Comer. Segundo relatório da ONU emitido em 2018 temos 821 milhões de pessoas que passam fome no mundo. No ano de 2017, conforme apontam os números, 5,2 milhões de brasileiros passaram um dia ou mais sem se alimentar. Segundo O estado da segurança alimentar e da nutrição no mundo documento emitido pelas instituições FAO, OMS, PMA, Unicef e Ifad: “A situação está piorando na América do Sul e na maioria das regiões da África. Igualmente, a tendência de queda observada na Ásia segue em desaceleração”. “Estive com fome e não me deste de comer” diz Jesus aos bodes. Por que temos fome no mundo? O que causa a fome? Será que é verdade que “[…] na vida a gente tem que entender que um nasce pra sofrer, enquanto o outro ri”, como cantava Tim Maia? No ano de 2002 a CNBB lançou um documento muito rico, que o tempo fez os agentes de pastorais, movimentos e grupos esquecerem, chamado: Exigências Evangélicas e Éticas de Superação da Miséria e da Fome, Doc. 69. Nesse documento há uma explicação dos motivos estruturais que faz com que a fome exista e até seja necessária para a engrenagem macroeconômica do capital. Dentre os apontamentos proféticos de denúncia, diz o número 13:

As raízes da fome estão, especialmente, na distribuição iníqua da renda e das riquezas, que se concentram nas mãos de poucos, deixando, na pobreza, enormes contingentes populacionais nas periferias urbanas e nas áreas rurais. Essa concentração de renda e riqueza vem de longa data e segue uma lógica na qual o crescimento econômico do Brasil sempre aumenta a riqueza dos ricos, sem estender seus benefícios a quem não tem poder no mercado. A desregulamentação e flexibilização dos mercados vêm retirando do Estado sua função social e política, em prejuízo de seu dever de justa intervenção na economia e na redistribuição da renda. Entregue à lógica do jogo de concorrência que lhe é própria, o mercado premia os fortes e pune os fracos, aumenta o desemprego e oferece remuneração tão baixa aos trabalhadores e à maioria dos aposentados que não lhes permite adquirir alimento para uma subsistência saudável.

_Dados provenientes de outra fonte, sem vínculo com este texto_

PR #879, opened 2018-08-01
Unnecessary use of package url

JureSotosek:
While looking trough the code I noticed that there were two different packages doing the same job, parsing the urls, which seamed unnecessary. So i removed one of the packages and moved all the function to the other one, optimising the necessary number of packages to be imported.

Also, the only other place where the removed package is used is in `lib/definitions/errors.js` , if you want, I can also replace the use of the package there with the other package('git-url-parse) that is now used in the files and changes I made and remove the package('url) completely.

É a ganância dos donos dos meios de produção, dos capitalistas que faz com que exista a fome. Não é porque falta comida para todo mundo, é porque o mundo não tem matéria suficiente para saciar a ganância. É uma estrutura econômica que está posta, que ganhou força ao longo dos anos, e que tem matado e mata, ainda hoje, muita gente. Qual a base dessa estrutura? A concentração de renda e poder.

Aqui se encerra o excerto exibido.